# Bike Rack for Truck Bed?



## KTMDirtFace (Aug 7, 2008)

I need a bike rack for my 2006 F250 Truck bed.

Would prefer to not have to remove my wheels, as I have through axles. Would probably want to carry at max 4 bikes. (Most likley 2-3). Must be quickly removable so I can haul my motorcycles as well.

So far this is all I can find.
http://www.bikerackshops.com/HGR2025.html
Looks kinda flimsy and cheap to me. Plus would still need Tie-Down straps.

Also found this Thule, 
http://www.bikerackshops.com/TU501K.html

however on Thule site it says it doesn't work with head tube angles less than 68degrees. I have a giant Reign X1 (67degree angle)

Any other options?
Normal bikes in it would be a Giant Reign X1, Kona Stinky, and another Kona Full suspension bike.

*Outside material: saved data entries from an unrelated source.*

PR #2923, opened 2018-02-05
Add support for SIO_LOOPBACK_FAST_PATH on Windows

### LINKED ISSUE #2899: Use TCP loopback fastpath in zmq::signaler_t::make_fdpair if available
From Windows 8 / Server 2012, a new socket option is available that improves performance of TCP loopback connections, which could improve performance of zmq::signaler_t.

For more information, see https://blogs.technet.microsoft.com/wincat/2012/12/05/fast-tcp-loopback-performance-and-low-latency-with-windows-server-2012-tcp-loopback-fast-path/

sigiesec:
Fixes #2899 

This PR requires #2908 to be merged first.

### DIFF
--- a/src/signaler.cpp
+++ b/src/signaler.cpp
@@ -384,6 +384,33 @@ void zmq::signaler_t::forked ()
 }
 #endif
 
+#if defined ZMQ_HAVE_WINDOWS
+static void tune_socket (const SOCKET socket)
+{
+    BOOL tcp_nodelay = 1;
+    int rc = setsockopt (socket, IPPROTO_TCP, TCP_NODELAY,
+                         (char *) &tcp_nodelay, sizeof tcp_nodelay);
+    wsa_assert (rc != SOCKET_ERROR);
+
+    int sio_loopback_fastpath = 1;
+    DWORD numberOfBytesReturned = 0;
+
+    rc = WSAIoctl (socket, SIO_LOOPBACK_FAST_PATH, &sio_loopback_fastpath,
+                   sizeof sio_loopback_fastpath, NULL, 0,
+                   &numberOfBytesReturned, 0, 0);
+
+    if (SOCKET_ERROR == rc) {
+        DWORD lastError = ::WSAGetLastError ();
+
+        if (WSAEOPNOTSUPP == lastError) {
+            // This system is not Windows 8 or Server 2012, and the call is not supported.
+        } else {
+            wsa_assert (false);
+        }
+    }
+}
+#endif
+
 //  Returns -1 if we could not make the socket pair successfully
 int zmq::signaler_t::make_fdpair (fd_t *r_, fd_t *w_)
 {
@@ -483,10 +510,8 @@ int zmq::signaler_t::make_fdpair (fd_t *r_, fd_t *w_)
     int rc = setsockopt (listener, SOL_SOCKET, SO_REUSEADDR,
                          (char *) &so_reuseaddr, sizeof so_reuseaddr);
     wsa_assert (rc != SOCKET_ERROR);
-    BOOL tcp_nodelay = 1;
-    rc = setsockopt (listener, IPPROTO_TCP, TCP_NODELAY, (char *) &tcp_nodelay,
-                     sizeof tcp_nodelay);
-    wsa_assert (rc != SOCKET_ERROR);
+
+    tune_socket (listener);
 
     //  Init sockaddr to signaler port.
     struct sockaddr_in addr;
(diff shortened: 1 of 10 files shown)


tests/test_pair_tcp.cpp
```diff
@@ -29,23 +29,39 @@
...
 #include "testutil.hpp"
 
-int main (void)
+typedef void (*extra_func_t) (void *socket);
+
+void set_sockopt_fastpath (void *socket)
+{
+    int value = 1;
+    int rc =
+      zmq_setsockopt (socket, ZMQ_LOOPBACK_FASTPATH, &value, sizeof value);
```
bluca: won't this fail on non-windows?

src/tcp.hpp
```diff
@@ -66,6 +66,10 @@ int tcp_read (fd_t s_, void *data_, size_t size_);
 //  Asserts that an internal error did not occur.  Does not assert
 //  on network errors such as reset or aborted connections.
 void tcp_assert_tuning_error (fd_t s_, int rc_);
+
+#if defined ZMQ_HAVE_WINDOWS
```
bluca: perhaps it would be cleaner to move the ifdef inside the body of the function, and remove it from elsewhere, and just make it a no-op on non-windows?

tests/test_pair_tcp.cpp
sigiesec: Not like I implemented it at the moment. It just won't have an effect. This will also be the case if it is used on a Windows version that does not support it. This behaviour could be changed, and an error be returned on non-Windows systems (but the same option could be used for similar optimizations on other OS's if present), or also on Windows systems that don't support it. However, this would require error handling by the caller, e.g. when using with zmqpp, this would throw an exception, which I found suboptimal. With the current design, the option can always be set, regardless of the execution environment, as long as the caller ensures that both sides of the connection apply it. This must still be documented, of course!

Would you do this differently?

bluca: Gah, I'm just very tired and for some reasons I read setsockopt rather than zmq_setsockopt, sorry.

Although there are other options that are platform specific if you check in src/options.cpp, and they are compiled out which means they return EINVAL, so perhaps it's worth keeping it consistent?

bluca:
```
../tests/test_pair_tcp.cpp: In function ‘void set_sockopt_fastpath(void*)’:
../tests/test_pair_tcp.cpp:38:31: error: ‘ZMQ_LOOPBACK_FASTPATH’ was not declared in this scope
       zmq_setsockopt (socket, ZMQ_LOOPBACK_FASTPATH, &value, sizeof value);
```

It also needs to be ifdefd for drafts

sigiesec: Regarding EINVAL: I agree if we regard this as platform-specific. However, I somehow see this particular option as platform-agnostic in the following sense: Setting ZMQ_LOOPBACK_FASTPATH to 1 can be done on any platform to activate any optimizations for TCP loopback connections that platform provides which need to be activated explicitly on both connection ends. On platforms that do not provide such optimizations, or enable them by default, this will be a no-op.

This would mean that a cross-platform app could set this option on any platform. Otherwise, it would need to make some platform-specific distinction.

However, on Windows, I would return success regardless of whether the actual OS version supports it or not. The actual result of setting the underlying sockopt is not available at that point, and so we would need to somehow "guess" if it will be successful.

If you still think EINVAL is better on non-Windows, I am happy to change it :)

Regarding the DRAFT: Will fix that.

bluca: Ok that's fine, let's leave it

sigiesec: Fixed non-DRAFT

src/tcp.hpp
sigiesec: Fixed

src/tcp.cpp
```diff
@@ -332,3 +332,25 @@ void zmq::tcp_assert_tuning_error (zmq::fd_t s_, int rc_)
...
+    if (SOCKET_ERROR == rc) {
+        DWORD lastError = ::WSAGetLastError ();
+
+        if (WSAEOPNOTSUPP == lastError) {
+            // This system is not Windows 8 or Server 2012, and the call is not supported.
+        } else {
+            wsa_assert (false);
+        }
+    }
+#endif
```
bluca: I think you'll need an
```
#else
LIBZMQ_UNUSED(socket);
```

src/signaler.cpp
```diff
@@ -384,6 +385,18 @@ void zmq::signaler_t::forked ()
 }
 #endif
 
+#if defined ZMQ_HAVE_WINDOWS
```
bluca: won't the ifdef outside the function break the build on non-windows?

sigiesec: The function is only called within a Windows-specific block below. But I will check the travis builds again.

bluca: Ah right, sorry missed that. Should be fine then.

bluca:
Do you have an idea how to fix the failing windows tests with poll?

Also a while ago all appveyor builds basically doubled in time, do you see anything suspicious in the logs?

PR #2929, opened 2018-02-06
Add windows poll build on Appveyor

sigiesec:


sigiesec:
Some tests are currently failing, which was the case before, but not visible as this was never built on appveyor. 
I intend to add unit tests for poller_t to make it easier to identify and fix the causes.

sigiesec:
I added a first skeleton for unit tests in https://github.com/sigiesec/libzmq/commit/a0fdd66c222d9b579319f0ab512450febbdc7fd5

PR #3272, opened 2018-10-09
fix for android building

hpsaturn:
# CMake validation for Android building issue

Problem: CMake stop configuration on:

`zmq_check_noexcept()`

Solution: I added validation on CMake for Android

### DIFF
--- a/CMakeLists.txt
+++ b/CMakeLists.txt
@@ -417,7 +417,9 @@ if(CMAKE_SYSTEM_NAME MATCHES "SunOS" OR CMAKE_SYSTEM_NAME MATCHES "NetBSD")
   endif()
 endif()
 
-zmq_check_noexcept()
+if(NOT ANDROID)
+    zmq_check_noexcept()
+endif()
 
 #-----------------------------------------------------------------------------
 if(NOT CMAKE_CROSSCOMPILING AND NOT MSVC)


CMakeLists.txt
```diff
@@ -417,7 +417,9 @@ if(CMAKE_SYSTEM_NAME MATCHES "SunOS" OR CMAKE_SYSTEM_NAME MATCHES "NetBSD")
   endif()
 endif()
 
-zmq_check_noexcept()
+if(NOT ANDROID)
+    zmq_check_noexcept()
```
sigiesec: Wouldn't the condition better be placed inside zmq_check_noexcept?

Also, I have the impression that it is somewhat too general. There are Android builds on travis-ci that have been building fine

hpsaturn: Ok, with Docker and Ubuntu 16.04 we have this issue. But let me check again our configuration. Thanks

bluca: We use autoconf for the android builds here, so I'll merge this anyway as I think you are the first to use CMake for Android

bluca: Actually I can't yet, just noticed it's your first PR - @hpsaturn please add another commit with a relicense grant as the PR template indicates, thanks

bluca: See https://github.com/zeromq/libzmq/blob/master/RELICENSE/README.md

hpsaturn: I'm ready. I have the PR with relicense grant. Interesting to know that I'm the first one with build it with CMake, for now I still migrating more libs for our project, libzmq is compiling and linking well for now, but I heven't tested it yet, the idea is testing it next week.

EDIT: Guess I should have searched more. Found some stuff now, I'm just going to use my Tie down straps for my motorcycles...delete this post?


----------



## larlev (Feb 22, 2009)

Man just make one like this..$27 from Home depot. You can modify it to fit 4 bikes as well.


----------



## KevinB (Oct 5, 2004)

KTMDirtFace said:


> Also found this Thule,
> http://www.bikerackshops.com/TU501K.html
> 
> however on Thule site it says it doesn't work with head tube angles less than 68degrees. I have a giant Reign X1 (67degree angle)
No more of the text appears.